With a song title like Deathwatch you would imagine something being epic and grim.  But the grace that comes through the speakers is astonishing!  I am a sucker for a Fender Rhodes so I was instantly sold.  The spastic bass and sax on Cannon Misfire are too groovy for my mind to comprehend.  I would keep and eye on Diagonal.  If there debut album is this good, there is no telling what they can do.

Dec 20

From avant jazz to avant metal, if you do not have Trinacria’s Travel Now Journey Infinitely, then you are missing out on something unique and spectacular. Trinacria was originally a composition by Ivar Bjørnson of Enslaved and Maja S. K. Ratkje and Hils Sofie Tafjord, commissioned by Rikskonsertene for a concert series. It is a pleasant cacophony of metal, doom, and industry.

I personally think it is stands out in the because it has quite a mix of music on it. Part I: Turn-Away is colossally doom. Iver Sandøy’s blast beats and the sound effects add volume and weight to Part II: The Silence. Grutle’s vocals on are perfectly grim as always. I think the highlight of the album for me is Part IV: Endless Roads. A 10:00 minute doom masterpiece!
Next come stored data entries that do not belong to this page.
PR #930, opened 2017-06-26
Fixed some getStats related stuff for Firefox and Safari

lminiero:
It was about time we aligned to a more up-to-date usage of `getStats`, especially considering that getting the remote bitrate in some demos (e.g., EchoTest) wasn't working with Firefox anymore. This PR takes care of that, and has a shared management of that for Chrome, Firefox and Safari. I don't have an Edge to test against, so not even sure if they support 'getStats` at all: as such, for now `getBitrate` is disabled for Edge.

I'm planning to merge soon, so please test and let us know if this breaks your janus.js-based applications.

### DIFF
--- a/html/devicetest.js
+++ b/html/devicetest.js
@@ -364,7 +364,8 @@ $(document).ready(function() {
 										echotest.send({"message": { "bitrate": bitrate }});
 										return false;
 									});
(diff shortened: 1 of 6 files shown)


lminiero:
Merging.

PR #936, opened 2017-06-29
Early media support in the SIP plugin via 183+SDP

lminiero:
As the title suggests, this patch is supposed to implement early media support when an SDP is found in a `183 Session Progress` response to an INVITE. I took advantage of this to also add some new events to the SIP plugin, namely:

- you're now notified with a `ringing` event when a `180` arrives;
- I changed the answer to offerless INVITES to `accepting`, to avoid ambiguities with the actual `accepted` later on (before you'd get two `accepted`, one without SDP and one with); 
- if a `183` arrives and it contains an SDP, you get a `progress` event with an SDP attached (the demo handles it as a regular answer, but shows a toastr message clarifying it's early media);
- if a `200 OK` arrives after a `183`, you get an `accepted` event *without* SDP (you already received it before), meaning this is only there to confirm the call has been accepted.

Notice that, with early media, we only send the browser the SDP from the 183, *not* the 200, as we don't do renegotiations on the WebRTC side yet. This means that if the 183 SDP used sendonly media to play a message, and then the 200 OK turns it into sendrecv, this won't work, as we didn't get the microphone in the browser.

Tested this briefly and this seems to work, but please test and provide feedback to make sure this doesn't introduce any regression.


lminiero:
Seems to work fine, so I'll merge.

PR #942, opened 2017-07-04
Use tracks instead of streams in janus.js

lminiero:
This is an attempt to revive the effort @joshdickson40 made on #894, to support tracks instead of streams, as some methods are going to be deprecated. Namely, the changes in `janus[.nojquery].js` are:

1. changed `addstrem` to `addtrack`;
2. changed `onaddstrem` to `ontrack`;
3. removed `stream.stop()` and only left `track.stop()` (which we already had anyway).

These changes may NOT be transparent to the application, and definitely wasn't for some of the demos. In case the remote stream contains both audio and video, your `onremotestream` will be invoked twice. If all you do is passing the stream to the HTML5 video element, then you're fine: even if you don't set it the second time, the old stream autoupdates the HTML5 video element. If you're doing more than that, though (e.g., any setup or UI modification), you'll need to catch the fact the callback has already been invoked, and react accordingly (even just to return right away, in order not to setup some handlers twice).

To make a practical example, in some of the demos we check if the remote stream has video, and if not we put a big "no video" video placeholder. Since the first time the callback is invoked the stream only has an audio track, then that's always true. As such, when the callback is invoked the second time, we just check if the stream now contains a video track: if it does, we get rid of the placeholder and show the video instead. Just check the diffs in the demos to see how I did it for EchoTest, VideoCall, VideoRoom, etc.

If your question now is "why didn't you make it transparent for me, you bastard?", that wasn't possible unfortunately. The `ontrack` callback fires asynchronously, and we have no way to know in advance whether or not an audio or video track will really be available, or when. As such, that's up to you to do in the callback: should be trivial enough to do anyway (at least, it was in my demos).

Seems to work fine with Firefox and Chrome. Haven't tested with Edge or Safari. Pinging some of the folks that I know will definitely be interested in checking if this would break their apps, like @ancorgs @chadfurman and @thehunmonkgroup (I'm surely forgetting someone so feel free to mention others that may be interested).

Great album all around. Hail to Trinacria.

Dec 20

What can I say about Tom Waits that hasn’t already been said. An incredibly prolific songwriter of Avant-garde and strangely beautiful jazz (and I use jazz lightly).

I put Alice and Blood Money together because seem to be from the same mold. Alice is contains songs written for a play of the same name. The play is tail of forbidden love between Lewis Carrol and Alice Liddell, for whom he wrote Alice’s Adventures in Wonderland. Each song tells it’s own story and each song has a unique flavor. From the title track to alluringly tragic Flower’s Grave to the volkstümliche musik inspired Kommienezuspadt, each song on Alice leads the listener on a ride through the looking glass.

Blood Money is also contains songs for a play. This one is an adaptation of the play Woyzeck by Georg Büchner. Where Alice mournful and languishing, Blood Money has a dour and surly feel to it. The production on Blood Money does not seem as polished as Alice which adds to it’s ambiance.

Out of Tom Wait’s double aut album’s these two are my favorite and they are two of my favorite albums of the decade.

Dec 19

When I first heard Kid A I was like, “What the Fuck?” I was not sure if a dug it or not. I listened to a few times and then put it back on the shelf. Then about 6 to 8 months later I came back to it and boom! It hit me. Wow this is a groovy album! The songs are so complex but also simple. (I know weird). Take A National Anthem for instance. The song does not change that often in chord structure, but the different layers of instruments adds so much to the song that it sounds more complex than it really is. The baritone sax is killer.

Thom York’s vocals rival the greats like David Gates, Brad Delp, and Jon Anderson. Jonny Greenwood’s use of guitar effects has a lot to do with the oddness of the album.

Radiohead’s Kid A is truly a masterpiece.

Dec 19

Lucker of Chalice is the shit. Period! Wrest (Jef Whitehead) is one of the best all around musicians in extreme metal. He is one of the best drummer out there. His blast beats are fucking insane! His guitar work is chaotic and beautiful. As for vocals, creepy as fuck!

This self titled album is one of my favorite albums of all time. It so melancholy and creepy I can listen to it every day and not get tired of it. The album starts off with the funeral march I, and quickly moves into hypnotic drone of Piercing Where They Might, but my favorite song on the album has got to be the 10 minute epic This Blood Falls As Mortal Part III. The samples add so much dimension that I could meditate with this song on repeat for hours.

This album and the Leviathan album A Silhouette in Splinters go hand in hand even though the Lurker of Chalice album is a little more metal.

If you are looking for another The Tenth Sub Level of Suicide this is not it. But if you are in the mood for some misanthropic meditation, then Lucker of Chalice is your album.